__Data records__
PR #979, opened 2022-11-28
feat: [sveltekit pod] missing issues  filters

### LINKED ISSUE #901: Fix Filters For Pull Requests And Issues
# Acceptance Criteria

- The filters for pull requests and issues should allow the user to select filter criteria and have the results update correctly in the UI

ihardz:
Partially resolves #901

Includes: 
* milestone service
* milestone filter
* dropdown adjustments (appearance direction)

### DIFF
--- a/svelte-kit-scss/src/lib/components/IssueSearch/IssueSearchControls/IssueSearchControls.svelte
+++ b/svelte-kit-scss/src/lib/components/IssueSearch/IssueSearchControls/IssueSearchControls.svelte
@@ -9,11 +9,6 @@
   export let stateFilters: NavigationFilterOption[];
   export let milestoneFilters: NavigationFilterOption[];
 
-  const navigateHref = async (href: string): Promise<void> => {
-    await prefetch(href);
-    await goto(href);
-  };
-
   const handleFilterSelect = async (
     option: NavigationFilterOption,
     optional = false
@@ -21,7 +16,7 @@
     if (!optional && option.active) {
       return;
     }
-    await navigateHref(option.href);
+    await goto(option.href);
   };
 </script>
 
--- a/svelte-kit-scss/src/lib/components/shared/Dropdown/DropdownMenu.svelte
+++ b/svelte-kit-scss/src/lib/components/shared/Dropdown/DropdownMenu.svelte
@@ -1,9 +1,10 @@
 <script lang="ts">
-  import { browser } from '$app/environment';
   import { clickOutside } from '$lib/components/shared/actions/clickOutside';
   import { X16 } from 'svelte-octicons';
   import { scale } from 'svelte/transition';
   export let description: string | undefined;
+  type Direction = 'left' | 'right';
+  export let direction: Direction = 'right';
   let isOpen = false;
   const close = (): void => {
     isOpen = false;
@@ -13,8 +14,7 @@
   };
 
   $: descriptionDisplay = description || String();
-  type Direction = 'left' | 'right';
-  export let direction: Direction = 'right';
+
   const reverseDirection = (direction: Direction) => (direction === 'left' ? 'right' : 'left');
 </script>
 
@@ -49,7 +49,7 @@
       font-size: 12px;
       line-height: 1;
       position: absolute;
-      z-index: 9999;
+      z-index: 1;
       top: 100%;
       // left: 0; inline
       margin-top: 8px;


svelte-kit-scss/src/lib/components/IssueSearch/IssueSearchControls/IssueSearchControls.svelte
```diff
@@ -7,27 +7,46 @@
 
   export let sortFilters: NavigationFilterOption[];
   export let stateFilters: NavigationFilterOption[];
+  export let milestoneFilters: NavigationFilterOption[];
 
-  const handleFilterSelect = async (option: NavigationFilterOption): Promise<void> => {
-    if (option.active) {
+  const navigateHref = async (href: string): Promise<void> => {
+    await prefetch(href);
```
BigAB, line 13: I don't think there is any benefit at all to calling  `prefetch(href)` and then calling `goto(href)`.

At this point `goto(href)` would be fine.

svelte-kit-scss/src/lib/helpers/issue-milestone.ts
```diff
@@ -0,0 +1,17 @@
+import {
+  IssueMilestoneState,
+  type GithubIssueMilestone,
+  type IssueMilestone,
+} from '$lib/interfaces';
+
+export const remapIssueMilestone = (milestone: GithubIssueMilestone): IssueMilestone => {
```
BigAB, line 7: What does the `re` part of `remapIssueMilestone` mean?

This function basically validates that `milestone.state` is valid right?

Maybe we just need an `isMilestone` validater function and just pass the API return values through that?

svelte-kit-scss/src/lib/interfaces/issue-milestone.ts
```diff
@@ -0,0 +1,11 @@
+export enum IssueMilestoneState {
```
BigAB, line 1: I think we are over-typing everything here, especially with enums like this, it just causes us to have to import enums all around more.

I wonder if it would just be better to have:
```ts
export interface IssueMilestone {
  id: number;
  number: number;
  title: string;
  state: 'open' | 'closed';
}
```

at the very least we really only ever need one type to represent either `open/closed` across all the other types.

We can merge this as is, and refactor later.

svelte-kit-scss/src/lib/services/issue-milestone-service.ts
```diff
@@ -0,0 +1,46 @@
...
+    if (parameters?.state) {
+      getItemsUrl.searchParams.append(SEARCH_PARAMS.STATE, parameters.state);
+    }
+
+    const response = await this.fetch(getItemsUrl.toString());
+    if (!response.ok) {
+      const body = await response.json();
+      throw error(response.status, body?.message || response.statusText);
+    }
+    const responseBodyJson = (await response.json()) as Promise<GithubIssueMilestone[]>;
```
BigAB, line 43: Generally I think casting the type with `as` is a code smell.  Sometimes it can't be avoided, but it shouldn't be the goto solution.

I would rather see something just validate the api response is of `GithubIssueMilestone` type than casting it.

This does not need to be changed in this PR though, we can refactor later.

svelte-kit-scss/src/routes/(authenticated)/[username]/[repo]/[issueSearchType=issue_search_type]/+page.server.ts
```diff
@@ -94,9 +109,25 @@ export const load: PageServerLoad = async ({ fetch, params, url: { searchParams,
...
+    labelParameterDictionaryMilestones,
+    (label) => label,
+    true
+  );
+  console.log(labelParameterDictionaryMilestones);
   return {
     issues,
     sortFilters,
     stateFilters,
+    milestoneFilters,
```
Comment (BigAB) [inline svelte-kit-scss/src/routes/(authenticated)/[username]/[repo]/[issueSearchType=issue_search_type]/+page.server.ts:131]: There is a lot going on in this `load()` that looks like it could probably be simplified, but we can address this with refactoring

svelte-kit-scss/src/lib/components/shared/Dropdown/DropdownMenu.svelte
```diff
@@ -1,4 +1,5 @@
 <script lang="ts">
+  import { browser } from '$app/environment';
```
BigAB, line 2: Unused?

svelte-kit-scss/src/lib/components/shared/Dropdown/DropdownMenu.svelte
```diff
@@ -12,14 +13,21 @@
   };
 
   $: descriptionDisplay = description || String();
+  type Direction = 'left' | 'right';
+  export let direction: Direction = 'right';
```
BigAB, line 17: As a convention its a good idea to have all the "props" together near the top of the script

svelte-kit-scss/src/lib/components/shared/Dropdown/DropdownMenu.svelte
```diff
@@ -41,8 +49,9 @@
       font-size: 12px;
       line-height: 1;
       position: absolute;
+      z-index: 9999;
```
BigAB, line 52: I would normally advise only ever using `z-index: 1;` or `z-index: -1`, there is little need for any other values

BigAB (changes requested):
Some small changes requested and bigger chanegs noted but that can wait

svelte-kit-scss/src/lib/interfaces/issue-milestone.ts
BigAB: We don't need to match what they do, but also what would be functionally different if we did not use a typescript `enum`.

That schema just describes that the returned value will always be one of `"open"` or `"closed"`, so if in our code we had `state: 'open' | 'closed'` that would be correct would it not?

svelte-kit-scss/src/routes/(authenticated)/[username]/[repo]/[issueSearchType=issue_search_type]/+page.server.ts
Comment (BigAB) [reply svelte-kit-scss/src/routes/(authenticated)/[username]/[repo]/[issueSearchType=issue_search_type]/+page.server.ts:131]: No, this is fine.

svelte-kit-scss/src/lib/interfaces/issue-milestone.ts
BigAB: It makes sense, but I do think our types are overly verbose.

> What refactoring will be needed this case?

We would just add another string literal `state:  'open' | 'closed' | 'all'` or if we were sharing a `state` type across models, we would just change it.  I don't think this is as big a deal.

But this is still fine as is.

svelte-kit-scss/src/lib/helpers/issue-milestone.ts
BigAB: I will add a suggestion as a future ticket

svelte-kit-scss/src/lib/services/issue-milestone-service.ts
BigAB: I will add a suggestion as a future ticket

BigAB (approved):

__What is expected__
Write out, from the lines above, only those from the line with "BigAB, line 7: What" to the line with "This does not", exactly as given, including the first and the last.

__Answer for the task__
BigAB, line 7: What does the `re` part of `remapIssueMilestone` mean?

This function basically validates that `milestone.state` is valid right?

Maybe we just need an `isMilestone` validater function and just pass the API return values through that?

svelte-kit-scss/src/lib/interfaces/issue-milestone.ts
```diff
@@ -0,0 +1,11 @@
+export enum IssueMilestoneState {
```
BigAB, line 1: I think we are over-typing everything here, especially with enums like this, it just causes us to have to import enums all around more.

I wonder if it would just be better to have:
```ts
export interface IssueMilestone {
  id: number;
  number: number;
  title: string;
  state: 'open' | 'closed';
}
```

at the very least we really only ever need one type to represent either `open/closed` across all the other types.

We can merge this as is, and refactor later.

svelte-kit-scss/src/lib/services/issue-milestone-service.ts
```diff
@@ -0,0 +1,46 @@
...
+    if (parameters?.state) {
+      getItemsUrl.searchParams.append(SEARCH_PARAMS.STATE, parameters.state);
+    }
+
+    const response = await this.fetch(getItemsUrl.toString());
+    if (!response.ok) {
+      const body = await response.json();
+      throw error(response.status, body?.message || response.statusText);
+    }
+    const responseBodyJson = (await response.json()) as Promise<GithubIssueMilestone[]>;
```
BigAB, line 43: Generally I think casting the type with `as` is a code smell.  Sometimes it can't be avoided, but it shouldn't be the goto solution.

I would rather see something just validate the api response is of `GithubIssueMilestone` type than casting it.

This does not need to be changed in this PR though, we can refactor later.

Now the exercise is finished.